Palaquium rioense
- Conservation status: Near Threatened (IUCN 3.1)

Scientific classification
- Kingdom: Plantae
- Clade: Tracheophytes
- Clade: Angiosperms
- Clade: Eudicots
- Clade: Asterids
- Order: Ericales
- Family: Sapotaceae
- Genus: Palaquium
- Species: P. rioense
- Binomial name: Palaquium rioense H.J.Lam

= Palaquium rioense =

- Genus: Palaquium
- Species: rioense
- Authority: H.J.Lam
- Conservation status: NT

Species of tree

Palaquium rioense is a species of tree in the family Sapotaceae.

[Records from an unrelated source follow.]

PR #2412, opened 2016-09-02
Added more space to content boxes. 

dnelly:
The copy items has been really difficult to work with if you have multiple lines.
For the powershell inline task i hit the 500 character limit for a very simple ps script that conditionally deletes files based on configurations.


bryanmacfarlane:
latest powershell task supports more inline.  if you still want the copy files issue, create another PR and we will take it.

PR #2413, opened 2016-09-02
Warn if agent is older than required (WIP)

DavidStaheli:


bryanmacfarlane:
I don't think we want to do this.  Reactivate if you disagree.

PR #2418, opened 2016-09-04
VS 15

ericsciple:


Tasks/Common/MSBuildHelpers/PathFunctions.ps1
```diff
@@ -141,3 +161,174 @@ function Get-SolutionFiles {
         Trace-VstsLeavingInvocation $MyInvocation
     }
 }
+
+function Get-VisualStudio_15_0 {
+    [CmdletBinding()]
+    param()
+
+    Trace-VstsEnteringInvocation $MyInvocation
+    try {
```
ericsciple: Everything in a try/catch

Tasks/Common/MSBuildHelpers/PathFunctions.ps1
```diff
@@ -5,26 +5,46 @@ function Get-MSBuildPath {
...
-            $index++
+            $msbuildUtilitiesPath = [System.IO.Path]::Combine($visualStudio15.Path, "MSBuild\15.0\Bin\Microsoft.Build.Utilities.Core.dll")
+            if (Test-Path -LiteralPath $msbuildUtilitiesPath -PathType Leaf) {
+                Write-Verbose "Loading $msbuildUtilitiesPath"
+                $msUtilities = [System.Reflection.Assembly]::LoadFrom($msbuildUtilitiesPath)
+            }
+        }
+
+        # Fallback to searching the GAC.
+        if (!$msUtilities) {
```
ericsciple: This is all existing logic that moved to "fallback" logic (i.e. when not searching COM interface or when no results returned from the COM interface).

Tasks/MSBuild/Select-MSBuildLocation.ps1
```diff
@@ -32,7 +32,11 @@ function Select-MSBuildLocation {
 
             # Look for a specific version of MSBuild.
             if ($Version -and "$Version".ToUpperInvariant() -ne 'LATEST') {
-                $Location = Get-MSBuildPath -Version $Version -Architecture $Architecture
+
+                # Only search Willow installs if 15.0 was explicitly chosen.
+                $searchCom = $Version -eq "15.0"
```
ericsciple: The COM interface is only searched when "15.0" is selected. If the user selects "Latest", the COM interface is not searched. This is a targeted fix for RC2 only. Before RTM, we should remove all this "search COM" branching logic and just unconditionally attempt to query the COM interface if it's registered.

Tasks/Common/MSBuildHelpers/PathFunctions.ps1
```diff
@@ -141,3 +161,174 @@ function Get-SolutionFiles {
...
+                {
+                    Description = instance.GetDescription(),
+                    DisplayName = instance.GetDisplayName(),
+                    Id = instance.GetInstanceId(),
+                    InstallDate = instance.GetInstallDate(),
+                    Name = instance.GetInstallationName(),
+                    Path = instance.GetInstallationPath(),
+                    VersionString = instance.GetInstallationVersion(),
+                });
+            }
```
ericsciple: Fix

PR #2430, opened 2016-09-07
Initial commit - Tools for enabling code coverage for Java tasks

nigurr:
- UTs for happy paths are added
- Manual testing done and verified
- Ant CC enabling will be left out
- If CC already exists in build files, the task doesn't support
- [bgavril] SonarQube picks up CC info - verified


Tasks/ANT/task.json
```diff
@@ -13,7 +13,7 @@
     "version": {
         "Major": 1,
         "Minor": 0,
-        "Patch": 51
+        "Patch": 52
```
allendm-msft: keep this as 53

allendm-msft:
LGTM

Issue #2421, opened 2016-09-06
ServiceFabricUpdateAppVersions.ps1 - Multiple DataPackages not supported


mkosieradzki:
When Service Manifest contains multiple DataPackages, following error is thrown:

##[error]Cannot process argument transformation on parameter 'NewPackageXml'. Cannot convert the "System.Object[]" value of type "System.Object[]" to type "System.Xml.XmlElement".

EricJizbaMSFT:
I don't believe I have permissions to close this issue, but it has been fixed in the referenced pull request.

mkosieradzki:
@EricJizbaMSFT Thanks a lot.

PR #2434, opened 2016-09-07
Allow for multiple packages in Service Fabric versioning task

EricJizbaMSFT:
Fix for bug #2421

### DIFF
--- a/Tasks/ServiceFabricUpdateAppVersions/Update-ServiceVersions.psm1
+++ b/Tasks/ServiceFabricUpdateAppVersions/Update-ServiceVersions.psm1
@@ -45,11 +45,11 @@
         $versionPrefix = $newManifest.ServiceManifest.Version
         $newVersion = $versionPrefix + $VersionSuffix
 
-        $newPackagesXml = @(
-            $newManifest.ServiceManifest.CodePackage,
-            $newManifest.ServiceManifest.ConfigPackage,
-            $newManifest.ServiceManifest.DataPackage
-        ) | Where { $_ }
+        $newPackagesXml = @()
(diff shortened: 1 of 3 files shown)


EricJizbaMSFT:
@ericsciple - no rush, but just giving you a heads-up I submitted a bug fix ready for your review/merge

Tasks/ServiceFabricUpdateAppVersions/Update-ServiceVersions.psm1
```diff
@@ -45,11 +45,11 @@
...
-        $newPackagesXml = @(
-            $newManifest.ServiceManifest.CodePackage,
-            $newManifest.ServiceManifest.ConfigPackage,
-            $newManifest.ServiceManifest.DataPackage
-        ) | Where { $_ }
+        $newPackagesXml = @()
+        $newPackagesXml += $newManifest.ServiceManifest.CodePackage
+        $newPackagesXml += $newManifest.ServiceManifest.ConfigPackage
+        $newPackagesXml += $newManifest.ServiceManifest.DataPackage
+        $newPackagesXml = $newPackagesXml | Where { $_ }
```
ericsciple: what's the difference?

EricJizbaMSFT: '$newManifest.ServiceManifest.CodePackage', etc. are technically arrays. The most common case is for each array to have one element, which PowerShell was automatically 'expanding' so that we ended up with something like { A, B C }. However, if it had more than one element, it resulted in an array like this: { A, B, { C, D } } when really we wanted { A, B, C, D }

By using the '+=' operator, we get array concatenation rather than nested arrays

PR #2435, opened 2016-09-07
JenkinsQueueJob: download and extract results

jasholl:
Added new capability to download and extract team-results.zip from the TFS Jenkins plugin if it is available.  This is done via 7zip on windows or unzip on Linux/mac.  Each Jenkins Job in the pipeline may have its own set of results which if they exist will be downloaded to $(Build.StagingDirectory)/jenkinsResults/jobName/team-results.zip, and then extracted to the same folder. 

 If the TFS Jenkins plugin is not available, there is no change.

### DIFF
--- a/Tasks/JenkinsQueueJob/job.ts
+++ b/Tasks/JenkinsQueueJob/job.ts
@@ -16,6 +16,8 @@ import JobSearch = jobsearch.JobSearch;
 import jobqueue = require('./jobqueue');
 import JobQueue = jobqueue.JobQueue;
 
+import unzip = require('./unzip');
+
 import * as Util from './util';
 
 export enum JobState {
@@ -26,7 +28,8 @@ export enum JobState {
     Done,      // 4
     Joined,    // 5
     Queued,    // 6
-    Cut        // 7
+    Cut,       // 7
+    Downloading// 8
 }
 
 export class Job {
@@ -98,6 +101,8 @@ export class Job {
             } else if (oldState == JobState.Streaming) {
                 validStateChange = (newState == JobState.Finishing);
             } else if (oldState == JobState.Finishing) {
+                validStateChange = (newState == JobState.Downloading || newState == JobState.Done);
+            } else if (oldState == JobState.Downloading) {
                 validStateChange = (newState == JobState.Done);
             } else if (oldState == JobState.Done || oldState == JobState.Joined || oldState == JobState.Cut) {
                 validStateChange = false; // these are terminal states
@@ -118,6 +123,8 @@ export class Job {
                     this.initialize();
                 } else if (this.state == JobState.Streaming) {
                     this.streamConsole();
+                } else if (this.state == JobState.Downloading) {
+                    this.downloadResults();
                 } else if (this.state == JobState.Finishing) {
                     this.finish();
                 } else {
@@ -143,6 +150,7 @@ export class Job {
         return this.state == JobState.New ||
             this.state == JobState.Locating ||
             this.state == JobState.Streaming ||
+            this.state == JobState.Downloading ||
             this.state == JobState.Finishing
     }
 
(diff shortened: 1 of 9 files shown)


Tasks/JenkinsQueueJob/job.ts
```diff
@@ -308,6 +320,62 @@ export class Job {
...
+
+        var downloadRequest = request.get({ url: downloadUrl, strictSSL: thisJob.queue.taskOptions.strictSSL })
+            .auth(thisJob.queue.taskOptions.username, thisJob.queue.taskOptions.password, true)
+            .on("error", err => {
+                Util.handleConnectionResetError(err); // something went bad
+                thisJob.stopWork(thisJob.queue.taskOptions.pollIntervalMillis, thisJob.state);
+            })
+            .on("response", response => {
+                tl.debug('downloadResults(), response.statusCode: ' + response.statusCode);
+                if (response.statusCode != 200) {
```
DavidStaheli: If `response.StatusCode` is 5xx, can we warn "A Jenkins error occurred while retrieving results. Results could not be downloaded."

Tasks/JenkinsQueueJob/job.ts
```diff
@@ -308,6 +320,62 @@ export class Job {
...
+                } else { // 200
+                    var destinationFolder: string = path.join(thisJob.queue.taskOptions.saveResultsTo, thisJob.name + '/')
+                    var fileName = path.join(destinationFolder, 'team-results.zip');
+
+                    try {
+                        // Create the destination folder if it doesn't exist
+                        if (!tl.exist(destinationFolder)) {
+                            tl.debug('creating results destination folder: ' + destinationFolder);
+                            tl.mkdirP(destinationFolder);
+                        }
```
DavidStaheli: If `destinationFolder` exists, should it be deleted and recreated?

Tasks/JenkinsQueueJob/job.ts
```diff
@@ -308,6 +320,62 @@ export class Job {
...
+
+                        tl.debug('downloading results file: ' + fileName);
+
+                        let file = fs.createWriteStream(fileName);
+                        downloadRequest.pipe(file)
+                            .on("error", err => { throw err; })
+                            .on("finish", function fileFinished() {
+                                tl.debug('successfully downloaded results to: ' + fileName);
+                                try {
```
DavidStaheli: Can you start this `try` block with a `tl.debug('unzipping results file: ' + filename);`

Tasks/JenkinsQueueJob/package.json
```diff
@@ -2,6 +2,6 @@
   "name": "vsts-tasks-jenkinsqueuejob",
   "dependencies": {
     "request": "^2.65.0",
-    "vsts-task-lib": "0.8.3"
+    "vsts-task-lib": "0.8.5"
```
DavidStaheli: Is 0.8.5 required for these changes?

DavidStaheli:
I added minor comments.  Otherwise it looks good.  Thanks, Jason!

Tasks/JenkinsQueueJob/job.ts
jasholl: The expectation is that it will not exist as the staging directory is cleared prior to each build.  There could be a collision if a pipeline triggered multiple of the same jobs though.

Tasks/JenkinsQueueJob/job.ts
jasholl: That is the first line in unzip.unzip, so I don't think it's necessary to add.

Tasks/JenkinsQueueJob/package.json
jasholl: Yes it is; tl.osType() was introduced there.

Tasks/JenkinsQueueJob/job.ts
jasholl: Fixed; added this warning, another for general errors, and pipe the full output to warning.

PR #2440, opened 2016-09-08
Fixed minor issue in setting the right goal for Maven Jacoco Single Module

nigurr:
* Minor issue came out of refactoring.
* Task version bump is not required as existing task version is not merged in nuget
* Verified the fix with manual Testing

Approval from: https://github.com/Microsoft/vsts-tasks/pull/2402


acesiddhu:
looks fine

PR #2448, opened 2016-09-08
Protect UserName from shell interpretation in WindowsMachineFileCopy Task

louidji:
If the username has an interpretable symbol like **$**... the RoboCopy.ps1 replace **$**... by the environment variable.

For example, if the user account is "admin$user" the script will try to mount the drive (net use ...) with the account admin instead of admin**$user**.


bryanmacfarlane:
@Ajay-MS - are you interested in this change?

Ajay-MS:
@louidji  

We have taken these changes. Thanks for your contribution.

PR #9503, opened 2019-02-05
[KubernetesV1] Using default configtype instead of failing

ds-ms:


Tasks/KubernetesV1/task.json
```diff
@@ -154,48 +154,48 @@
...
+                "resizable": "true",
+                "rows": "10",
+                "maxLength": "5000"
+            },
+            "required": true,
+            "defaultValue": "",
+            "label": "Inline configuration",
+            "helpMarkDown": "Inline deployment configuration for kubectl command",
+            "groupName": "commands",
+            "visibleRule": "configurationType = inline"
```
ds-ms: This whitespace is added when `gulp bump` was called.

Tasks/KubernetesV1/task.loc.json
```diff
@@ -154,7 +154,7 @@
       "name": "useConfigurationFile",
       "type": "boolean",
       "label": "ms-resource:loc.input.label.useConfigurationFile",
-      "defaultValue": "false",
+      "defaultValue": "true",
```
ds-ms: Setting this default value to true matching the current state, to avoid back-compat issues.

Tasks/KubernetesV1/src/kubernetescommand.ts
```diff
@@ -45,32 +45,41 @@ function getCommandOutputFormat(kubecommand: string) : string[] {
...
-            args[0] = "-f";
-            args[1] = tempInlineFile;
-        } else {
-            throw new Error(tl.loc('ConfigurationFileNotFound', tempInlineFile));
+        
+        if (configurationPath == null && inlineConfiguration == null) {
+            throw new Error(tl.loc('InvalidConfiguration'));
+        }
+        else if (configurationPath) {
+            //apply incoming configuration irrespective of useConfigurationFile flag. Simplifies yaml definition for pipelines
```
rakol-ms: I think this comment is no longer valid since we are checking `useConfigurationFile` flag. Please remove this,

ds-ms: You're right. I'll remove it.

PR #9264, opened 2019-01-08
Added write and delete permisions to outgoing SAStoken

Geronius:

PR #9504, opened 2019-02-05
added write and delete permissions in the sas token

rajatagrawal-dev:
#9264


rajatagrawal-dev:
> do we want to fix in 2.* task version too?

Its an enhancement. So we will only make the change in V3 and not disturb the current stable version.

PR #9516, opened 2019-02-06
Set an env var to use shorter path for nuget cache

satbai:
Set NUGET_PLUGINS_CACHE_PATH environment variable. 
Path will be something like `<agentdir>\_work\_temp\NuGetPluginsCache`.

### DIFF
--- a/Tasks/Common/packaging-common/nuget/NuGetToolRunner2.ts
+++ b/Tasks/Common/packaging-common/nuget/NuGetToolRunner2.ts
@@ -46,17 +46,14 @@ function prepareNuGetExeEnvironment(
     let env: EnvironmentDictionary = {};
     let originalCredProviderPath: string = null;
     let envVarCredProviderPathV2: string = null;
-
-    // Set NUGET_PLUGINS_CACHE_PATH to work aroud the NuGet issue with long paths: https://github.com/NuGet/Home/issues/7770
-    var tempDir = tl.getVariable('Agent.TempDirectory');
-    var nugetCacheDir = path.join(tempDir, "NuGetCache");
-    env["NUGET_PLUGINS_CACHE_PATH"] = nugetCacheDir;
-    tl.debug(`NUGET_PLUGINS_CACHE_PATH set to ${nugetCacheDir}`);
+    let nugetCacheDir: string = null;
+    let disableNuGetPluginCacheWorkaround: boolean = false;
 
     for (let e in input) {
         if (!input.hasOwnProperty(e)) {
             continue;
         }
+
         // NuGet.exe extensions only work with a single specific version of nuget.exe. This causes problems
         // whenever we update nuget.exe on the agent.
         if (e.toUpperCase() === "NUGET_EXTENSIONS_PATH") {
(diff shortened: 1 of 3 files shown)


Tasks/Common/packaging-common/nuget/NuGetToolRunner2.ts
```diff
@@ -46,6 +47,12 @@ function prepareNuGetExeEnvironment(
     let originalCredProviderPath: string = null;
     let envVarCredProviderPathV2: string = null;
 
+    // Set NUGET_PLUGINS_CACHE_PATH to work aroud the NuGet issue with long paths: https://github.com/NuGet/Home/issues/7770
```
zarenner: Please make this workaround configurable via variable, in case it needs to be disabled.

Tasks/Common/packaging-common/nuget/NuGetToolRunner2.ts
```diff
@@ -46,6 +47,12 @@ function prepareNuGetExeEnvironment(
...
+    var tempDir = tl.getVariable('Agent.TempDirectory');
+    var nugetCacheDir = path.join(tempDir, "NuGetCache");
```
zarenner: Nit: Suggest NuGetPluginsCache (or just NuGetPCache to save space) since nuget has a bunch of different caches and NuGetCache might be confusing as to what it contains if users come across it.

Tasks/Common/packaging-common/nuget/NuGetToolRunner2.ts
```diff
@@ -46,6 +47,12 @@ function prepareNuGetExeEnvironment(
...
+    env["NUGET_PLUGINS_CACHE_PATH"] = nugetCacheDir;
```
zarenner: Consider only doing the override if we know it actually shortens the path (comparing to expanded %localappdata%\NuGet\plugins-cache when on windows).
That is depending on Agent.TempDirectory it could, although unlikely, increase the path size.

If it's not easy to do this though, feel free to skip.

satbai: This is a good idea but skipping this time

Tasks/Common/packaging-common/nuget/NuGetToolRunner2.ts
```diff
@@ -73,9 +77,34 @@ function prepareNuGetExeEnvironment(
...
+        // NuGet plugins cache
+        if (e.toUpperCase() === "NUGET_PLUGINS_CACHE_PATH") {
+            nugetCacheDir = input[e];
+            continue;
+        }
+
         env[e] = input[e];
     }
 
+    // If DISABLE_NUGET_PLUGING_CACHE_WORKAROUND variable is not set
```
zarenner: typo

Tasks/Common/packaging-common/nuget/NuGetToolRunner2.ts
```diff
@@ -73,9 +77,34 @@ function prepareNuGetExeEnvironment(
             continue;
         }
 
+        if (e.toUpperCase() === "DISABLE_NUGET_PLUGING_CACHE_WORKAROUND") {
```
zarenner: typo

Tasks/Common/packaging-common/nuget/NuGetToolRunner2.ts
satbai: fixed

Tasks/Common/packaging-common/nuget/NuGetToolRunner2.ts
```diff
@@ -460,6 +489,11 @@ function buildCredentialJson(authInfo: auth.NuGetExtendedAuthInfo): string {
             }
         });
 
+        if (enpointCredentialsJson.endpointCredentials.length < 1) {
+            tl.debug(`None detected.`);
```
zarenner: 1. This debug message isn't useful without also looking at the code. Make a little more verbose?
2. I assume this is another bug fix for service endpoints, unrelated to the env var? I don't have the full context but looks fine.

satbai: We'll first log `Detected external credentials for:`, then loop through the creds and log all endpoints that creds were found. I added this in case no creds were found so the log will say:
`Detected external credentials for:'
`one detected.`

This fix is just making the logs better. Also, returning an empty enpointCredentialsJson object is unnecessary so returning null instead.

zarenner: ah, I see.

PR #9525, opened 2019-02-07
Fix smart quotes in docs on publishTestResults in DotNetCoreCLIv2

jstoker:
Minor fix to the documentation for the publishTestResults in the dotnet test task, replacing the "smart quotes" with actual quotation marks.


sachinma:
Can you build the task with 'node make.js --task <>'. THis will auto-generate some files used for localization.

jstoker:
Hi @sachinma,
I got some errors when trying to run the script you suggested, but from reading the contributing documentation (which I probably should've done to begin with, but still), I found 'node make.js build --task DotNetCoreCLIV2' which seems to have generated the localisation files.
Hope that's right. :-)

sachinma:
Thanks for fixing this.

Issue #7909, opened 2018-08-02
IIS Web App Manage - setup IIS Application pool - Optional password field not working


Ianril:
We are using **IIS Web Application Manage** in a release to create a new **IIS Application pool** on a local server (using release agents).

We want to configure this application pool to run as a service account. I set up the **Identity Custom Account** and leave the password field blank (as the field is optional).
Since it's a service account we don't want to set a password.

When I run the release I get the following error message:
> Cannot bind argument to parameter 'String' because it is an empty string.

The release runs without error if the password field contains a random character. 
So, it does not seem like the password is truly an optional field?

<img width="484" alt="error iis" src="https://user-images.githubusercontent.com/18032439/43572167-160cccba-963f-11e8-9159-b4b68a98c158.png">

<img width="616" alt="error empty string" src="https://user-images.githubusercontent.com/18032439/43571934-7fa88f5c-963e-11e8-952a-920aceb61bad.png">

rajatagrawal-dev:
@Ianril According to the help text for the password field, the only case where the task will not require the password is when you are using a gMSA account. You can find more info about gMSA on the internet. (ex: https://blogs.technet.microsoft.com/askpfeplat/2012/12/16/windows-server-2012-group-managed-service-accounts/)

cnjohns13:
Has there been any movement on this?  I don't understand why this is an enhancement and not a defect.  The field is marked as optional but the task throws an error when it is not provided.

PoulNielsen:
Seems like this (lack of gMSA support) was an issue in 2016 and fixed/closed ?
https://github.com/Microsoft/azure-pipelines-tasks/issues/1498

Why is this not an defect ?

cnjohns13:
Any communication on a timeline when this will be corrected?  For security sake, we would like to move to deployment groups in our releases but cannot without this working.

rajatagrawal-dev:
Sorry for the delay. We are looking into this. I will update on timelines soon.

rajatagrawal-dev:
The fix should be available in all accounts within 2 weeks.

PR #9531, opened 2019-02-08
Microsoft/users/raagra/iis manage fix empty password

rajatagrawal-dev:
#7909

### DIFF
--- a/Tasks/IISWebAppManagementOnMachineGroupV0/Utility.ps1
+++ b/Tasks/IISWebAppManagementOnMachineGroupV0/Utility.ps1
@@ -212,7 +212,15 @@ function Get-CustomCredentials {
         [string] $password 
     )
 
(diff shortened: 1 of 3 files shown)


Tasks/IISWebAppManagementOnMachineGroupV0/Utility.ps1
```diff
@@ -212,7 +212,15 @@ function Get-CustomCredentials {
         [string] $password 
     )
 
-    $secretPassword = "$password" | ConvertTo-SecureString -AsPlainText -Force
+    if ($password -eq "")
+    {
+        $secretPassword = New-Object System.Security.SecureString
```
asranja: Do we need to fix this in WinRm task as well ?

rajatagrawal-dev: Yes. Will raise a PR for that.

The specific epithet rioense refers to Sumatra's Riau province.

==Description==
Palaquium rioense grows up to 40 m tall. The bark is brown. The flowers are brownish. The fruits are obovoid, up to 2 cm long.

==Distribution and habitat==
Palaquium rioense is native to Riau and Borneo. Its habitat is hill and montane forests at 300–1500 m altitude.

==Conservation==
Palaquium rioense has been assessed as near threatened on the IUCN Red List. The species' habitat is threatened by harvesting for its timber. In Borneo, it is also threatened by conversion of land for palm oil plantations. The species is in Kinabalu National Park which affords it some protection.